Assignment: Please copy each line in the records below that contains the string "release".

---- Provided information

PR #913, opened 2026-08-16
feat(help): list the flags a command inherits

jdx:
PR 2 of the help plan, and the content loss that started it.

`communique generate` accepts `--config`, `--verbose` and `--quiet` from its root, and its page mentioned **none of them**. A flag a user can type and cannot discover is the worst way for help to be wrong, and it was true of every subcommand page in every usage CLI.

```
Flags:
      --base-url <BASE_URL>      Base URL for the LLM API
  -o, --output <OUTPUT>          Write output to a file instead of stdout

Global flags:
  -v, --verbose                  Enable verbose logging output
  -q, --quiet                    Suppress progress output
  -c, --config <CONFIG>          Path to config file (default: communique.toml in repo root)
```

**Under a heading of their own** — this is where the design differs from clap on purpose, per your call. clap mixes them into the one list; `--config` belongs to the program rather than to `generate`, and a reader should be able to see which is which. One column across both sections, so the page reads as one table with a rule through it rather than two that happen to be adjacent.

## Shadowing, which I did not plan for and which the first version got wrong

`in_scope` chains a command's own flags before its ancestors' and takes the first match, so `mise use --raw` is *use's* `--raw` and never the root's. My first version listed both:

```
      --raw    Connect backend install command stdin/stdout/stderr directly to the terminal
...
Global flags:
      --raw    Read/write directly to stdin/stdout/stderr instead of by line
```

Two descriptions for one spelling, one of which can never apply. Decided nearest-ancestor-first and emitted root-first, which is the order a reader meets them walking down. `mise use` now lists `--raw` once, with the description that will actually be used.

**The root grows no such section**: its flags are its own, `global` or not, and there is nothing above it to inherit from.

## What made it possible

`find` walked the tree and **threw the chain away**, returning only the command — so neither renderer had ancestors to ask. It returns the chain now. That also fixes the help half of the pointer-identity bug I reported on the diagnostics PR: a `Subcommands` type mounted under two parents is one `Command` at one address, and a page rendered for the second mount showed the first one's ancestry.

In usage-lib the chain comes from `full_cmd`, which is the typed path — exact, with none of the ambiguity a search would have. (That field only became reliable for clap-derived specs in #911.)

## Verification

| mutation | result |
|---|---|
| globals not listed at all | FAILED |
| shadowing dropped | FAILED |
| non-`global` flags inherited too | FAILED |
| the root grows a global section | FAILED |

Gate green over mise's 211 commands, so both renderers moved together. Workspace suite green, clippy clean.

---

> [!NOTE]
> **Medium Risk**
> Help output changes for every subcommand page and shadowing must stay in sync between usage-argv and usage-lib; behavior is heavily tested but user-visible help text will differ widely.
> 
> **Overview**
> Subcommand **`-h` / `--help`** now lists flags inherited from ancestors (only those marked **`global`**) under a **Global flags** heading, separate from the command’s own **Flags** section, with one shared column width across both.
> 
> **`help::find`** returns the full **`CommandMeta` ancestry chain**, not just the leaf command. **`short_help`**, **`long_help`**, **`render`**, and completion use that chain so inherited globals and correct ancestry (e.g. shared subcommand mounts) are available everywhere.
> 
> Inherited entries follow **parser shadowing**: nearer commands win on duplicate spellings; hidden flags still reserve spellings; partial multi-long/short survival; negations vs longs resolved like **`long_flag`** (any long in scope before negations). **`usage-lib`** mirrors the same logic in **`inherited_flags`** and Tera templates so gate tests stay aligned with usage-argv.
> 
> Call sites and tests pass explicit chains (e.g. **`&[spec.root, config, set]`**); new **`conformance/tests/global_flags.rs`** covers listing, deduplication, and edge cases.
> 
> <sup>Reviewed by [Cursor Bugbot](https://cursor.com/bugbot) for commit 5aab55a4ac4c47c15416e91cd2bbfcb67d3d8172. Bugbot is set up for automated code reviews on this repo. Configure [here](https://www.cursor.com/dashboard/bugbot).</sup>

## Summary by CodeRabbit

- **New Features**
  - Subcommand help now displays inherited global flags in a dedicated “Global flags” section.
  - Global flag details—including aliases, descriptions, choices, and environment variables—appear consistently in short and long help.
  - Help output respects hidden flags, aliases, negations, and subcommand overrides.

- **Bug Fixes**
  - Improved metadata resolution for nested commands.
  - Help layouts now maintain consistent columns and wrapping across local and inherited flags.

- **Tests**
  - Added comprehensive coverage for inherited flags, visibility, precedence, and nested command help.

### DIFF
--- a/argv/src/complete.rs
+++ b/argv/src/complete.rs
@@ -198,7 +198,8 @@ pub fn for_name<'a>(
     // Tree order last, and only as a fallback: two sibling commands may take a `tool` and mean
     // different things by it, and the one the line reached is the one being asked about.
     let reached = walk(spec.root.cmd, ctx.command_words_start());
-    let reached_meta = crate::help::find(spec, reached.cmd).map(|(_, meta)| meta);
+    let reached_meta =
+        crate::help::find(spec, reached.cmd).and_then(|(_, chain)| chain.last().copied());
     let owner = if on(spec.root, name).is_some() {
         spec.root
     } else if let Some(meta) = reached_meta.filter(|meta| on(meta, name).is_some()) {
@@ -407,7 +408,7 @@ fn files_for(name: &str) -> Option<Files> {
 /// for a word nothing is known about, and the `run=` completions a spec can declare.
 pub fn complete<'a>(spec: &'a Spec<'a>, split: &Split) -> Completions<'a> {
     let position = walk(spec.root.cmd, split.argv());
-    let meta = crate::help::find(spec, position.cmd).map(|(_, meta)| meta);
+    let meta = crate::help::find(spec, position.cmd).and_then(|(_, chain)| chain.last().copied());
     let token = split.prefix.as_str();
     let candidates = candidates(spec, split);
 
@@ -476,7 +477,7 @@ pub fn complete<'a>(spec: &'a Spec<'a>, split: &Split) -> Completions<'a> {
 /// Just the candidates this CLI knows about, without the question of paths.
 pub fn candidates<'a>(spec: &'a Spec<'a>, split: &Split) -> Vec<Candidate<'a>> {
     let position = walk(spec.root.cmd, split.argv());
-    let meta = crate::help::find(spec, position.cmd).map(|(_, meta)| meta);
+    let meta = crate::help::find(spec, position.cmd).and_then(|(_, chain)| chain.last().copied());
     let token = split.prefix.as_str();
 
     let mut out = if position.flags_possible && token == "-" {
--- a/argv/src/help.rs
+++ b/argv/src/help.rs
@@ -138,8 +138,24 @@ impl<'a> Shown<'a> {
         }
     }
 
-    /// What is left of a flag once `taken` has had its pick.
-    fn surviving(meta: &'a FlagMeta<'a>, taken: &[String]) -> Self {
+    /// What is left of a flag once everything nearer has had its pick.
+    ///
+    /// `taken` is the longs and shorts already claimed; `taken_negations` the negations;
+    /// `every_form` every long and short in scope at any distance, because the parser resolves
+    /// a word against all of those before it looks at a negation at all.
+    fn surviving(
+        meta: &'a FlagMeta<'a>,
+        taken: &[String],
+        taken_negations: &[String],
+        every_form: &[String],
+    ) -> Self {
+        let mine: Vec<String> = meta
+            .flag
+            .longs
+            .iter()
+            .map(|l| format!("--{l}"))
+            .chain(meta.flag.shorts.iter().map(|s| format!("-{}", *s as char)))
+            .collect();
         Shown {
             long: meta
                 .flag
@@ -153,10 +169,12 @@ impl<'a> Shown<'a> {
                 .iter()
                 .copied()
                 .find(|s| !taken.contains(&format!("-{}", *s as char))),
-            negate: meta
-                .flag
-                .negate
-                .is_some_and(|n| !taken.contains(&format!("--{n}"))),
+            negate: meta.flag.negate.is_some_and(|n| {
+                let spelling = format!("--{n}");
+                // A long anywhere in scope wins over this, this flag's own excepted.
+                !taken_negations.contains(&spelling)
+                    && (!every_form.contains(&spelling) || mine.contains(&spelling))
+            }),
         }
     }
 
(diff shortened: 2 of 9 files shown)


jdx:
Two of the three addressed; the third was **my error and I have corrected it in the commit message**.

**Hidden flags skip the shadowing check** (Bugbot) — real. This built the shadow set from the *visible* own flags while usage-lib built it from all of them, so the two renderers disagreed wherever a hidden local shared a spelling with an inherited global, and the page offered a `--raw` that binds something its reader cannot see. `hide` keeps a flag off the page; the parser still binds it, so it still shadows.

**Partial collisions hide valid aliases** (greptile) — real, and reproduced before fixing:

```
Flags:
  -v <LEVEL>  The subcommand's own -v, a different thing

parser accepts `sub --verbose`: true      ← and the page never mentioned it
```

Shadowing is per spelling now. The entry renders as `--verbose` alone — what survives is offered, what was claimed is not.

That surfaced a real case in mise, which the gate caught: the root's global is `-E --env`, and a descendant claiming `--env` leaves `-E` inherited. `-E… <ENV>` on its own gives a reader nothing to connect to the `--env` they saw elsewhere, so the declared-name prefix is judged on the forms the page is *showing* and the entry reads `env: -E… <ENV>` — which is what usage-lib already did.

## Correction

Both of you flagged that `help::find` still resolves a shared mount by address. **You are right and my commit message was wrong** — I claimed returning the chain fixed it. It does not:

```
$ help for beta's `shared`
Usage: ex alpha shared [--thing]

Global flags:
      --alphaglobal
```

Returning the chain gives the ancestors *of whichever mount the DFS found first*, which is still alpha's. The bug predates this branch — `find` always searched by pointer — but this branch makes it worse, since the wrong ancestry now shows up as wrong globals and not only a wrong usage line. Fixing it needs a route rather than a pointer, which is its own change and not this one. The commit message now says so.

## On the API break

`short_help`/`long_help` taking a slice is source-incompatible, but usage-argv has never been published — there are no downstream callers to break. Worth revisiting before the first release.

## Note on the base

This now sits on #916, which fixes two things in the column this branch builds on. GitHub shows `main` as the base because that PR is tracked in a separate stack; the commit list is the honest view, and the diff cleans up when #916 merges.

jdx:
All four addressed, and they turned out to be one root cause — so rather than patch each, "which spelling is already spoken for" is now decided in **one** place, by the parser's own rule: `in_scope` chains a command's own flags before its ancestors', nearest first, and the first match binds. A page offers a spelling only where the flag it describes is the one that would take it.

Three things the model now counts that the first version did not:

**Hidden flags on an ancestor** (CodeRabbit). They bind; `hide` only keeps them off the page. So a nearer hidden global reserves its spelling, or a farther one gets advertised while the hidden one answers. The command's *own* hidden flags were fixed a commit ago and ancestors had the identical hole.

**Negations** (Bugbot). `--no-colour` is a spelling like any other, in both directions — a descendant taking it leaves the root's positive form on offer, and a descendant whose *negation* is the root's plain long claims that.

**Every long and short, not just the first** (greptile). A global answering to `--jobs` and `--workers` loses only the one that was taken. That is why the mask became a set of surviving spellings rather than a pair of booleans.

**The test chain** (CodeRabbit) — right, and worth stating plainly: `[root, set]` for a command nested under `config` had a hole in it, so an ancestry regression would have passed. Fixed.

## On the aliases suggestion

I did not take this one, and here is why. `flag.aliases` appears in the long template's *fallback* branch and not in the `help_rendered` branch — but **usage-argv prints flag aliases in neither**. Adding them to one branch would make the two renderers disagree and break the gate. The real inconsistency is that lib prints them at all in one branch; the consistent fixes are either teaching argv to print them in both or dropping them from lib, and that is a decision about whether flag aliases should be discoverable rather than a bug in this PR. Left alone deliberately, and worth its own change.

## Verification

| mutation | result |
|---|---|
| negations dropped from the claim set | FAILED |
| only the first long survives the mask | FAILED |
| hidden ancestor globals do not reserve | FAILED |
| `Shown::surviving` ignores a claimed negation | FAILED |
| the whole flag is dropped on a partial collision | FAILED |

Two of those **survived on the first attempt** because no fixture reached them — a nearer *hidden* global, and a local negation claiming an ancestor's plain long. Both now have cases; the gate over mise's 211 commands stays green.

jdx:
Thanks — triaged all four. Three of them were read against `1c7160c`, which is a pre-rebase copy of this branch's first commit; the branch head is `5aab55a`, three commits further on. Taking them in turn:

**Shared mounts resolve wrong ancestry** (Greptile, Bugbot) — correct, and it is the bug I flagged on #897. It is not fixable here: a `&Command` cannot distinguish two mounts of one address, so the input has to change, not the search. Fixed in #928 at the top of this stack, which resolves the page by the route the argv took. Measured before and after:

| argv | before | after |
|---|---|---|
| `beta shared --help` | `ex alpha shared` / `--alphaglobal` | `ex beta shared` / `--betaglobal` |
| `help beta shared` | `ex alpha shared` / `--alphaglobal` | `ex beta shared` / `--betaglobal` |

**Partial collisions hide valid aliases** — already fixed on head. `1c7160c` had `if claims(f).any(|c| taken.contains(&c))`, all-or-nothing, which is the code you read. Head masks per spelling: `Shown::surviving(f, &taken)` keeps the forms nothing nearer has taken, and the flag is dropped only when `show.nothing()`. A descendant taking `--jobs` leaves an inherited `--workers` listed and findable.

**Hidden flags skip shadowing check** (Bugbot, CodeRabbit) — also already fixed on head, and the fix is the one both of you described. `1c7160c` seeded `taken` from `own` (visible only); head seeds it from `here.flags`, hidden included, and reserves every ancestor global whether or not it is shown, with the `continue` for `hide` placed *after* the `taken.extend`.

**Public help API breaks callers** — valid in the letter, and intended. `short_help`/`long_help` do take a chain now, and that is source-breaking. Not shimmed, because the only shim available is to pass a one-element chain — which compiles and silently renders the page with no inherited flags, i.e. reintroduces exactly the bug this PR exists to fix. A quiet wrong answer is worse than a compile error that says what changed. They also cannot be made private: the parity gate and the conformance suite call them directly to render a named command against a known chain. Recorded as breaking; the crate is pre-adoption and this stack is a run of breaking changes ahead of the first real release.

--------

Reply:
`short_help`/`long_help` taking a slice is source-incompatible, but usage-argv has never been published — there are no downstream callers to break. Worth revisiting before the first release.
**Public help API breaks callers** — valid in the letter, and intended. `short_help`/`long_help` do take a chain now, and that is source-breaking. Not shimmed, because the only shim available is to pass a one-element chain — which compiles and silently renders the page with no inherited flags, i.e. reintroduces exactly the bug this PR exists to fix. A quiet wrong answer is worse than a compile error that says what changed. They also cannot be made private: the parity gate and the conformance suite call them directly to render a named command against a known chain. Recorded as breaking; the crate is pre-adoption and this stack is a run of breaking changes ahead of the first real release.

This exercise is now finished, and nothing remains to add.